The interaction between these two escaping rules seems
potentially
confusing. I *think* when this is all put together it means
that the
body must first be encoded according to the [HTML4] section
above. At
that point it will already be almost conformant to the 3261
syntax of a
token, except for the use of '&'. Then it needs to be
encoded again,
which will take care of the ampersands, but which will
re-encode the '%'
characters of the first encoding.
Exactly what, if anything, I would recommend changing
depends on whether
I understood what is expected. I guess I might just
recommend that you
clarify further. (Perhaps I'm just being dense. If so please
just tell
me so.)
Section 2.2:
The Application Server SHOULD insert its own URI in the
Record-Route
header so that it remains in the signaling path for
subsequent
signaling related to the session. This is of particular
importance
for call transfers so that upstream Application Servers
or proxy
servers see signaling originating from the Application
Server and not
the VoiceXML Media Server itself.
I don't understand the purpose of the above. The SHOULD
strength of this
requirement suggests to me an assumption of a particular
operating
environment. In the general case, why should this be more
than MAY strength?
Section 2.3:
IMO the use of a media-less session is an entirely valid sip
usage. The
only concern I might potentially have is if it were to catch
some UA
unaware, because some UAs just aren't prepared to handle
this case. But
the recommended usage here always puts the choice of doing
this in the
hands of *other* UA, not the media server.
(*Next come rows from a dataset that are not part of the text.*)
PR #1308, opened 2019-08-09
Allow augmentation of TFunction to be able to add overloads

mgroenhoff:
Required for the types for i18next-sprintf-postprocessor at DT to be updated to make use of the bundled i18next types.

### DIFF
--- a/index.d.ts
+++ b/index.d.ts
@@ -623,14 +623,16 @@ declare namespace i18next {
     t: TFunction;
   }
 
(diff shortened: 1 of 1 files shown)


adrai:
@rosskevin is this ok for you?

rosskevin:
Looks good and tests still pass!

jamuhl:
published in i18next@17.0.11

PR #1310, opened 2019-08-13
Cope with null interpolation

alexrudall:
Cope with null value as well as undefined :)

### DIFF
--- a/src/Interpolator.js
+++ b/src/Interpolator.js
@@ -55,9 +55,7 @@ class Interpolator {
     const regexpStr = `${this.prefix}(.+?)${this.suffix}`;
     this.regexp = new RegExp(regexpStr, 'g');
 
-    const regexpUnescapeStr = `${this.prefix}${this.unescapePrefix}(.+?)${this.unescapeSuffix}${
-      this.suffix
-    }`;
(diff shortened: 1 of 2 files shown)


jamuhl:
if doing so, please also do it here: https://github.com/i18next/i18next/pull/1310/files#diff-c4c32a53d5f4662890bf17b0a8fd47bcL117

alexrudall:
Hmm if I add this `test/interpolation.spec.js` line 426 fails, seems like it copes with it already? Sorry if I'm being dumb!

jamuhl:
so this can be closed?

alexrudall:
Sorry, I meant I don't think it's necessary to add the null check here as you suggested:

https://github.com/i18next/i18next/pull/1310/files#diff-c4c32a53d5f4662890bf17b0a8fd47bcL117

as it seems to be already covered by existing specs, which actually fail if I add the null check you suggested.

But I could be wrong! Apologies, I'm quite new to this library.

jamuhl:
already late here - will merge it tomorrow

jamuhl:
published in i18next@17.0.12

alexrudall:
Thanks!

PR #1313, opened 2019-08-16
remove unused Interpolator#init reset param (only used internally)

xgbuils:
Hi!

I started to use this library and I would like to collaborate. I removed Interpolator#init `reset` param because it's just used internally in the constructor.

Cheers!

### DIFF
--- a/src/Interpolator.js
+++ b/src/Interpolator.js
@@ -5,15 +5,13 @@ class Interpolator {
   constructor(options = {}) {
     this.logger = baseLogger.create('interpolator');
 
-    this.init(options, true);
+    this.options = options;
+    this.format = (options.interpolation && options.interpolation.format) || (value => value);
+    this.init(options);
   }
 
   /* eslint no-param-reassign: 0 */
-  init(options = {}, reset) {
-    if (reset) {
-      this.options = options;
-      this.format = (options.interpolation && options.interpolation.format) || (value => value);
-    }
+  init(options = {}) {
     if (!options.interpolation) options.interpolation = { escapeValue: true };
 
     const iOpts = options.interpolation;


jamuhl:
It's used here: https://github.com/i18next/i18next/blob/master/src/Translator.js#L284 so this change would be breaking things...

xgbuils:
I'm talking about `reset` param and not `reset` method. Could you review my PR it please?

jamuhl:
I see....might be merged for some future release - but honestly, this does not fix a thing nor save a lot in size...so...

xgbuils:
Thanks @jamuhl! I'm not trying to fix something. I'm just trying to apply some coding principles. In this case:

- Not exposing to the clients more than they need.
- Keeping code simple: I removed an unnecessary conditional. Now it's easy to understand that `this.options` is just set when an Interpolator is created.

The idea of this PR is having a more mantainable code. I would like to contribute on more PRs like this if you think is valuable.

Cheers!

jamuhl:
ok...just be aware that all plugins do not set options on construction but on init (and out of a good reason).

xgbuils:
I found some backend plugins that use interpolator object. However they are just using `services.interpolator.interpolate` method. Then, no problem.

- [i18next-xhr-backend](https://github.com/i18next/i18next-xhr-backend/blob/master/src/index.js#L33)
- [i18next-fetch-backend](https://github.com/perrin4869/i18next-fetch-backend/blob/master/src/index.js#L50)
- [i18next-fluent-backend](https://github.com/i18next/i18next-fluent-backend/blob/master/src/index.js#L34)
- [i18next-node-fs-backend](https://github.com/i18next/i18next-node-fs-backend/blob/master/src/index.js#L127)
- [i18next-sync-fs-backend](https://github.com/sallar/i18next-sync-fs-backend/blob/master/src/index.js#L120)
- [i18next-node-remote-backend](https://github.com/i18next/i18next-node-remote-backend/blob/master/src/index.js#L49)
- [i18next-firebase-backend](https://github.com/inteligator/i18next-firebase-backend/blob/master/src/index.js#L27)
- [i18next-smart-bucket-backend](https://github.com/nekuz0r/i18next-smart-bucket-backend/blob/master/src/backend.js#L25)
- [i18next-service-backend](https://github.com/timbrandin/i18next-service-backend/blob/master/src/index.js#L57)
- [i18next-node-service-backend](https://github.com/timbrandin/i18next-node-service-backend/blob/master/src/index.js#L91)

jamuhl:
I meant those plugins do a constructor call without options and then an init call with options...

xgbuils:
> I meant those plugins do a constructor call without options and then an init call with options...

Sorry, at initial point I undestood that I can break some plugin if I remove `reset` param. However, after re-reading your comments, I don't understand the analogy between plugins and Inperpolator class and what's the good reason to keep setting options on `init` (in interpolator case).

jamuhl:
Was not in relation to Interpolation it was for:

> The idea of this PR is having a more mantainable code. I would like to contribute on more PRs like this if you think is valuable.

A hint that you can't make the same changes on plugins...in cases you plan to do so

jamuhl:
published in i18next@17.0.12

PR #1317, opened 2019-09-05
Allow TFunction to receive 1-3 parameters

tobiasweibel:
Example: `i18n.t('MyKey', 'My value {{value}} with interpolation', {value: 3})`

### DIFF
--- a/index.d.ts
+++ b/index.d.ts
@@ -623,18 +623,22 @@ declare namespace i18next {
     t: TFunction;
   }
 
+  type TFunctionResult = string | object | Array<string | object> | undefined | null;
+  type TFunctionKeys = string | TemplateStringsArray;
   interface TFunction {
+    // basic usage
     <
-      TResult extends string | object | Array<string | object> | undefined | null = string,
-      TKeys extends string | TemplateStringsArray = string,
+      TResult extends TFunctionResult = string,
+      TKeys extends TFunctionKeys = string,
       TInterpolationMap extends object = StringMap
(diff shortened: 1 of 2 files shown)


tobiasweibel:
I've created the PR from the web UI. I'm going to clone this repository now and see why the linter fails.

rosskevin:
@tobiasweibel any change to the types will need to be accompanied by typescript usage tests to prevent regressions. Please see the pretest script in package.json which indicates how these tests are run.

index.d.ts
```diff
@@ -632,6 +632,15 @@ declare namespace i18next {
       key: TKeys | TKeys[],
       options?: TOptions<TInterpolationMap> | string,
     ): TResult;
+    <
+      TResult extends string | object | Array<string | object> | undefined | null = string,
+      TKeys extends string | TemplateStringsArray = string,
+      TInterpolationMap extends object = StringMap
+    >(
```
tobiasweibel: @rosskevin I'm not really experienced enough in TypeScript so that I have to define the generics in TFunction only once. Do you know how to do that?

rosskevin: I was able to get a little less cruft/more reuse, but was unable to declare types at the interface level.  It's a bit better but very much the same as you authored.

rosskevin:
Thanks @tobiasweibel - that was a bit trickier than usual.

jamuhl:
published in i18next@17.0.14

So I see no
problem.
I do find it disconcerting that the initial invite and
subsequent
reinvites are handled in different ways. For the initial one
you stall
the VXML awaiting a media stream, but on subsequent ones you
assume the
absence of a stream is equivalent to having a stream that
doesn't send
anything. Why isn't the behavior consistent in these cases?
If you need
to support both behaviors, then it might be better to
explicit and
unique signaling for each. For instance, you might define
that a media
stream with a=inactive or a=sendonly (from the client's
perspective -
client putting media server "on hold") could be
treated as the absence
of input but the absence of the stream means you should wait
for a
stream to be negotiated.
Section 2.4:
I don't feel qualified to comment on the validity of the
mappings of
History-Info. It might be good to get somebody else who
knows it well to
comment on that.
In addition, the array's toString() function returns
the full SIP
Request-URI. For example, assuming a Request-URI of
sip:dialog
example.com;voicexml=http://example.com;obj={&
quot;x":1,"y":true} then
I don't believe the above URI is valid. The ',' '{' and '}'
aren't
syntactically correct in a URI pvalue. You would need to
escape them.
Section 2.6.2:
IIUC, message (1) contains no offer, (5) contains an offer
with media,
and (6) accepts the call but rejects the media. If so, then
(9) will
most likely be invalid. To make it valid, the o-line from
(8) needs to
be replaced with one consistent to that used in (6), with
the version
number incremented. And if (5) has more m-lines than (8),
then (9) needs
to be padded with extra (rejected) m-lines.
Section 5.2:
On receipt of the REFER request, the VoiceXML Media
Server MUST issue
a provisional response, 100 Trying. The 202 Accepted
response
indicates that the VoiceXML document has been fetched
and parsed
correctly. The VoiceXML Media Server proceeds to place
the outbound
INVITE and will execute the application after the ACK is
sent.
The rules of RFC 4320 need to be followed here. REFER is a
non-invite
transaction and so the timing of the 100 must be as
specified in 4320.
In the call flow, the sending of the initial NOTIFY before
the 202 for
the REFER, and especially before determining if REFER is
going to
succeed or fail, is at best unusual and almost certainly
incorrect.
Sending the NOTIFY and then sending a failure response would
certainly
be incorrect.
I think you have two choices:
- wait until the get is complete before sending the NOTIFY,
and probably
send it after the 202.
- send a 202 for the REFER before doing the GET. Inform of a
GET failure
via a NOTIFY.
Section 6.3:
In the call flow I think you probably need another NOTIFY
between
messages (6) and (7). Its potentially too long until (13).